The XX Factor

Sexpots in Jackets and Puffy Coats

Twitter.
The Twitter avatar photo

AFP/Getty Images.

I’ll admit, I was too distracted for about two minutes by the use of the word “females” in this Fishbowl DC headline “Females on Campaign Trail Go For Sexpot Look” to even start feeling outraged at the word “sexpot.” The use of the word “female” as a noun when referring to human females is never a good sign; in 99.9 percent of cases, it signals that the person using it takes a sexist, essentialist view of gender relations. (The other 0.1 percent of the time, it’s someone who mistakenly thought “females” was an acceptable substitute for the clunky phrase “women and girls.”) But as the current rage on Twitter will attest, the word “sexpot” is probably worse. Not only does commit the style crime of euphemism, it does so badly, assuming that sounding old-fashioned is an acceptable way to accomplish euphemism. What next? Calling brash young male journalists “ruffians”?

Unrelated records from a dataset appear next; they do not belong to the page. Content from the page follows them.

PR #742, opened 2018-10-18
Add support for RU_864_870 to ADR processing

belovictor:
This pull request adds support for RU_864_870 to adr.go

### DIFF
--- a/core/networkserver/adr.go
+++ b/core/networkserver/adr.go
@@ -332,6 +332,34 @@ func getAdrReqPayloads(dev *device.Device, frequencyPlan *band.FrequencyPlan, dr
 				}
 			}
 		}
+	case pb_lorawan.FrequencyPlan_RU_864_870.String():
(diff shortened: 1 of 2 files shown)


core/networkserver/adr.go
```diff
@@ -332,6 +332,34 @@ func getAdrReqPayloads(dev *device.Device, frequencyPlan *band.FrequencyPlan, dr
 				}
 			}
 		}
+	case pb_lorawan.FrequencyPlan_RU_864_870.String():
+		if dev.ADR.Failed > 0 && powerIdx > 5 {
```
htdvisser: This check was added to deal with EU868 devices that didn't support pwerIdx 6 and 7. Considering that `RU_864_870` already had powerIdx 0 - 7 support from the moment it was defined, I think we can leave this check out.

belovictor: OK!

PR #768, opened 2019-10-14
Do not fall back to SF12 when activated using OTAA

### LINKED ISSUE #767: RX2 fallback leads to endless downlinks
#### Summary
If a MAC command sent in RX2/**SF9** was not answered by an end node, the NS is using RX2/**SF12** as a fallback. In case that the end node IS listening on RX2/**SF9** and just missed the MAC command (due to temporarely unavailability or bad reachability) it will never receive the fallback MACs on RX2/**SF12**. In that case, again no answer is sent by the end node and the NS starts repeating the requests (LinkADRReq and RXParamSetupReq). That produces a huge amount of downlinks that will never be received by the end node that is still listening on RX2/**SF9**.

#### Steps to Reproduce
1. Start end node, join by OTAA
2. Wait for MAC command using RX2/**SF9**
3. Skip answer or shade end node in RX2 window
4. Watch MAC command using RX2/**SF12**
5. See endless repeated downlinks in RX2/**SF12**

#### What is already there? What do you see now?
grafik

#### What is missing? What do you want to see?
Not the same downlink again and again.

#### Environment
Not relevant.

#### How do you propose to implement this?
The RX2 fallback should not be used more than 2 times (for example). After 2 missed answeres, the RX2 should be changed back to **SF9** again. After 3 cycles of RX2/**SF9**-RX2/**SF12** changes some notification should be generated ("end node not answering any MAC") and the downlinks should be stopped. A restart of the procedure after an amount of time may be possible.

#### Can you do this yourself and submit a Pull Request?
No.

jpmeijers:
A modified version of @sigmaroot's fix (https://github.com/TheThingsNetwork/ttn/commit/edbe65d5a9a5e04c555166a0fa0b5fb4a712c5b7) was implemented and tested on a private local instance.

Then there’s the article itself, written by editor Betsy Rothstein. Rothstein is deeply concerned that female journalists are slutting it up on Twitter. At first, I was concerned that Rothstein believes that women with Twitter handles like sexxygrl8 hitting you up with messages like, “Looking for a good time, wanna chat?” are prominent journalists working the campaign trail, but no, she means actual journalists. I know, because she names them by name and helpfully includes the offending Twitter avatar pictures that she is so concerned are unprofessional with all the sex pouring off them. What makes this whole thing completely strange is that even by hysterical sexist standards, applying the “sexpot” label to these pictures makes no sense. You’d have to reach back to the standards of a fundamentalist Oklahoma farmhouse circa 1890 to really find these pictures suggestive. The top one features a woman in a winter coat looking backward in a car while making a funny face, the second one shows a woman in an evening gown sitting in a car, and the third shows a woman in a jacket looking sideways. While there’s shoulder bareage in one (though less than Rothstein shows in her own Twitter picture), the only reason to take offense at any of these is because you’re making an ill-fated attempt to make it shameful for women to show their hair in public. Not that it would be cool to shame women for wearing genuinely skimpy clothes or deliberately trying to be sexy in their pictures, but when you claim they’re doing it when they’re clearly not, it drifts from being plain sexist to being straight-up weird.

Obviously, Fishbowl is just trolling for clicks, which is why I even hesitate to pay attention to this. (Though it was all worth it just to see this response.) But “ignore it and they’ll go away” has its own dangers, particularly when it comes to obnoxious misogyny like this. As recent culture war dust-ups over birth control demonstrate, ordinary women can, at any point in time, be declared a threat to public decency by sending out sex beams that destroy all that is good and holy around them. Unless that kind of nonsense gets countered loudly, it runs the chance of gradually being taken seriously.